A Semantic Medallion-powered data catalog provides three key capabilities that traditional structural catalogs cannot:

**[Entity Resolution Across Sources](https://linkeddata.uriburner.com/describe/?url=https%3A%2F%2Fmoderndata101.substack.com%2Fp%2Fthe-semantic-medallion%23entityResolutionCapability)** — Using `owl:sameAs` to unify customer records appearing in CRM, billing, and external registries under one identifier, enabling *"Show me everything we know about this record"* queries.

**[Semantic Search](https://linkeddata.uriburner.com/describe/?url=https%3A%2F%2Fmoderndata101.substack.com%2Fp%2Fthe-semantic-medallion%23semanticSearchCapability)** — Ontology subclass hierarchies enable search that understands concepts: a query for `ComplianceRelated` entities automatically includes `ComplianceOfficer`, `AuditRecord`, and `RegulatoryFiling` subtypes.

**[Impact Analysis](https://linkeddata.uriburner.com/describe/?url=https%3A%2F%2Fmoderndata101.substack.com%2Fp%2Fthe-semantic-medallion%23impactAnalysisCapability)** — Tracing graph relationships to find downstream dependencies when schemas change — identifying every dataset, report, and application affected by a modification to a source system.

---

## Industry Context

- [Data Management Industry](https://linkeddata.uriburner.com/describe/?url=https%3A%2F%2Fmoderndata101.substack.com%2Fp%2Fthe-semantic-medallion%23dataManagementVertical): NAICS 518210 — Data Processing, Hosting, and Related Services (~$200B TAM, High automation readiness)
- [Knowledge Graph Consulting](https://linkeddata.uriburner.com/describe/?url=https%3A%2F%2Fmoderndata101.substack.com%2Fp%2Fthe-semantic-medallion%23knowledgeGraphConsultingVertical): NAICS 541511 — Custom Computer Programming Services (~$80B TAM, High automation readiness)

---

## Building a Semantic Medallion Data Catalog

### [Step 1: Ingest Raw Data into Bronze](https://linkeddata.uriburner.com/describe/?url=https%3A%2F%2Fmoderndata101.substack.com%2Fp%2Fthe-semantic-medallion%23step1)

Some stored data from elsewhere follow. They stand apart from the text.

Issue #1849, opened 2023-11-30
Vercel build errors in runtime due to Sentry CLI binary for arch not found


mcmxcdev:
### Environment

`@sentry/cli` v2.22.3 on Ubuntu 23.10

### Steps to Reproduce

When attempting to upgrade `@sentry/sveltekit` from 7.76.0 to 7.83.0, we encounter this runtime error on a Vercel preview deployment URL:

```text
2023-11-29T18:38:58.472Z	undefined	ERROR	Error: Sentry CLI binary for this platform/architecture not found!
It seems like none of the "@sentry/cli" package's optional dependencies got installed. Please make sure your package manager is configured to install optional dependencies. If you are using npm to install your dependencies, please don't set the "--no-optional" or "--omit=optional" flags. Sentry CLI needs the "optionalDependencies" feature in order to install its binary.
    at getBinaryPath (/var/task/node_modules/.pnpm/@sentry+cli@2.22.3/node_modules/@sentry/cli/js/helper.js:116:13)
    at Object.<anonymous> (/var/task/node_modules/.pnpm/@sentry+cli@2.22.3/node_modules/@sentry/cli/js/helper.js:129:18)
    at Module._compile (node:internal/modules/cjs/loader:1241:14)
    at Module._extensions..js (node:internal/modules/cjs/loader:1295:10)
    at Module.load (node:internal/modules/cjs/loader:1091:32)
    at Module._load (node:internal/modules/cjs/loader:938:12)
    at r.<computed>.e._load (/var/task/___vc/__launcher/__launcher.js:14:2516)
    at Module.require (node:internal/modules/cjs/loader:1115:19)
    at require (node:internal/modules/helpers:130:18)
    at Object.<anonymous> (/var/task/node_modules/.pnpm/@sentry+cli@2.22.3/node_modules/@sentry/cli/js/index.js:4:16)
INIT_REPORT Init Duration: 977.05 ms	Phase: invoke	Status: error	Error Type: Runtime.ExitError
RequestId: 9b0d05a2-8a1e-4975-b480-92d551a0cf9e Error: Runtime exited with error: exit status 1
Runtime.ExitError
```

The issue is most likely related to https://github.com/getsentry/sentry-cli/releases/tag/2.22.3

The package manager in use is pnpm, optional dependencies are not disabled, and the `.npmrc` file looks as follows:

```
engine-strict=true
enable-pre-post-scripts=true
strict-peer-dependencies=true
update-notifier=false
```

[...]

PR #1874, opened 2023-12-27
fix: Manually download binary if optional dependency binary can't be found after installation

lforst:
Fixes https://github.com/getsentry/sentry-cli/issues/1849 to some degree.

With this PR we re-add a post-install script that will manually download the Sentry CLI binary from our CDN if we cannot find the npm binary distributions that would be installed via optional dependencies.

This will improve the reliability for situations where optional dependencies are not installed (like Vercel apparently).

We still require either postinstall scripts to be enabled, OR optional dependencies to be installed.

### DIFF
--- a/js/helper.js
+++ b/js/helper.js
@@ -154,7 +154,7 @@ It seems like none of the "@sentry/cli" package's optional dependencies got inst
   return compatibleBinaryPath;
 }
 
-let mockedBinaryPath = undefined;
+let mockedBinaryPath;
 
 /**
  * Overrides the default binary path with a mock value, useful for testing.
--- a/js/helper.js
+++ b/js/helper.js
@@ -1,6 +1,8 @@
 'use strict';
 
 const os = require('os');
+const path = require('path');
+const fs = require('fs');
 const childProcess = require('child_process');
 
 const BINARY_DISTRIBUTIONS = [
@@ -12,6 +14,23 @@ const BINARY_DISTRIBUTIONS = [
   { packageName: '@sentry/cli-win32-x64', subpath: 'bin/sentry-cli.exe' },
   { packageName: '@sentry/cli-win32-i686', subpath: 'bin/sentry-cli.exe' },
 ];
+
+/**
+ * This convoluted function resolves the path to the manually downloaded fallback
+ * `sentry-cli` binary in a way that can't be analysed by @vercel/nft.
+ *
+ * Without this, the binary can be detected as an asset and included by bundlers
+ * that use @vercel/nft.
+ *
+ * @returns {string} The path to the sentry-cli binary
+ */
+function getFallbackBinaryPath() {
+  const parts = [];
+  parts.push(__dirname);
+  parts.push('..');
+  parts.push(`sentry-cli${process.platform === 'win32' ? '.exe' : ''}`);
+  return path.resolve(...parts);
+}
 
 function getDistributionForThisPlatform() {
   const arch = os.arch();
@@ -67,11 +86,25 @@ function getDistributionForThisPlatform() {
 }
 
 /**
- * This convoluted function resolves the path to the `sentry-cli` binary in a
- * way that can't be analysed by @vercel/nft.
+ * Throws an error with a message stating that Sentry CLI doesn't support the current platform.
  *
- * Without this, the binary can be detected as an asset and included by bundlers
- * that use @vercel/nft.
+ * @returns {never} nothing. It throws.
+ */
+function throwUnsupportedPlatformError() {
+  throw new Error(
+    `Unsupported operating system or architecture! Sentry CLI does not work on this architecture.
+
+Sentry CLI supports:
+- Darwin (macOS)
+- Linux and FreeBSD on x64, x86, ia32, arm64, and arm architectures
+- Windows x64, x86, and ia32 architectures`
+  );
+}
+
+/**
+ * Tries to find the installed Sentry CLI binary - either by looking into the relevant
+ * optional dependencies or by trying to resolve the fallback binary.
+ *
  * @returns {string} The path to the sentry-cli binary
  */
 function getBinaryPath() {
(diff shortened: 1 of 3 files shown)


adinauer (approved):
LGTM

js/helper.js
```diff
@@ -13,6 +15,23 @@ const BINARY_DISTRIBUTIONS = [
...
+ * that use @vercel/nft.
+ *
+ * @returns {string} The path to the sentry-cli binary
+ */
+function getFallbackBinaryPath() {
+  const parts = [];
+  parts.push(__dirname);
+  parts.push('..');
+  parts.push(`sentry-cli${process.platform === 'win32' ? '.exe' : ''}`);
+  return path.resolve(...parts);
```
anonrig, line 32:
```suggestion
  return path.resolve(__dirname, '..', `sentry-cli${process.platform === 'win32' ? '.exe' : ''}`);
```

js/helper.js
```diff
@@ -13,6 +15,23 @@ const BINARY_DISTRIBUTIONS = [
...
+/**
+ * This convoluted function resolves the path to the manually downloaded fallback
+ * `sentry-cli` binary in a way that can't be analysed by @vercel/nft.
+ *
+ * Without this, the binary can be detected as an asset and included by bundlers
+ * that use @vercel/nft.
+ *
+ * @returns {string} The path to the sentry-cli binary
+ */
+function getFallbackBinaryPath() {
```
anonrig, line 27: Does this need to be a function? Can we convert this to a variable?

js/helper.js
```diff
@@ -122,11 +154,7 @@ It seems like none of the "@sentry/cli" package's optional dependencies got inst
   return compatibleBinaryPath;
 }
 
-/**
- * Absolute path to the sentry-cli binary (platform dependent).
- * @type {string}
- */
-let binaryPath = getBinaryPath();
+let mockedBinaryPath = undefined;
```
anonrig, line 157: Same:

```suggestion
let mockedBinaryPath;
```

js/helper.js
```diff
@@ -222,7 +250,7 @@ function prepareCommand(command, schema, options) {
  * @returns {string}
  */
 function getPath() {
-  return binaryPath;
+  return mockedBinaryPath !== undefined ? mockedBinaryPath : getBinaryPath();
```
anonrig, line 253:
```suggestion
  return mockedBinaryPath || getBinaryPath();
```

package.json
```diff
@@ -39,6 +39,7 @@
     "@sentry/cli-win32-x64": "2.23.1"
   },
   "scripts": {
+    "postinstall": "node ./scripts/install.js",
```
anonrig, line 42: Since we have `usr/bin/env node` in the first line of the script, we don't need `node` here:

```suggestion
    "postinstall": "./scripts/install.js",
```

scripts/install.js
```diff
@@ -323,14 +317,30 @@ if (process.env.SENTRYCLI_SKIP_DOWNLOAD === '1') {
...
+}
+
+try {
+  require.resolve(`${distributionPackageName}/${distributionSubpath}`);
+  // If the `resolve` call succeeds it means a binary was installed successfully via optional dependencies so we can skip the manual postinstall download.
+  process.exit(0);
+} catch (e) {
+  // Optional dependencies likely didn't get installed - proceed with fallback downloading manually
+  logger.log(
+    `Sentry CLI binary installation via optional dependencies was unsuccessful. Downloading manually instead.`
```
anonrig, line 334: Should we at least log the error here?

scripts/install.js
```diff
@@ -323,14 +317,30 @@ if (process.env.SENTRYCLI_SKIP_DOWNLOAD === '1') {
...
+  );
+
+  downloadBinary()
+    .then(() => checkVersion())
+    .then(() => {
+      process.exit(0);
+    })
+    .catch((e) => {
+      console.error(e);
```
anonrig, line 343: Should this be `logger.error`? I think we also need `eslint-disable-next-line no-console` in here.

js/helper.js
lforst: As per the comment above this function is convoluted like this so that static code analyzers (like [Vercel's nft](https://github.com/vercel/nft), and pretty much only Vercel's nft) cannot detect the binary as a "dependency" (dependency here meaning a thing that needs to be included in an AWS lambda for the application to work), because generally speaking Sentry CLI is not a runtime dependency but one that is only required during builds.

js/helper.js
lforst: See other comment. This function is just this way so that Vercel's nft cannot resolve the binaries location.

package.json
lforst: I am not sure if the shebang will work on windows. Both SWC and esbuild have their postinstall scripts defined like this and it doesn't seem it's like that by accident so I will keep it.

js/helper.js
lforst: I am intentional with the undefined check here because of empty strings.

scripts/install.js
lforst: The error would just be Node's default "Cannot resolve module `@sentry/cli-whatever-architecture`" which is not helpful at all here - so likely not. During runtime (which is the actually important part because we cannot control what happens between installation and runtime - people do random shit like moving the platform specific binary from Windows to Debian in Docker) we will print a more specific error message with better instructions.

package.json
lforst: Actually, see https://github.com/getsentry/sentry-cli/pull/1151

austinphan-multiplier: @lforst It break in Amplify environment
```
npm ERR! path /root/.nvm/versions/node/v16.20.2/lib/node_modules/@sentry/cli
npm ERR! command failed
npm ERR! command sh -c -- node ./scripts/install.js
npm ERR! sh: node: command not found
```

Set up orchestration tools to ingest raw data from all source systems into the Bronze layer. Preserve original formats without transformation. Link datasets to sources via DCAT.

### [Step 2: Clean Data and Mint IRIs in Silver](https://linkeddata.uriburner.com/describe/?url=https%3A%2F%2Fmoderndata101.substack.com%2Fp%2Fthe-semantic-medallion%23step2)

Clean and type the data in the Silver layer. Critically, replace database auto-increment IDs with stable, globally unique IRIs for every entity. Define a consistent IRI naming scheme using your organisation's domain namespace.

### [Step 3: Design the Shared Ontology](https://linkeddata.uriburner.com/describe/?url=https%3A%2F%2Fmoderndata101.substack.com%2Fp%2Fthe-semantic-medallion%23step3)

Design a shared ontology that maps your business concepts to RDF classes and properties. Start with what is available from existing data models. Use standard vocabularies (DCAT, PROV-O, schema.org) where possible. Iterate and refine as understanding deepens.

### [Step 4: Define OTTR Templates](https://linkeddata.uriburner.com/describe/?url=https%3A%2F%2Fmoderndata101.substack.com%2Fp%2Fthe-semantic-medallion%23step4)

Create OTTR templates in stOTTR syntax that map your DataFrame columns to ontology properties. Each template defines how a row in your DataFrame becomes a set of RDF triples.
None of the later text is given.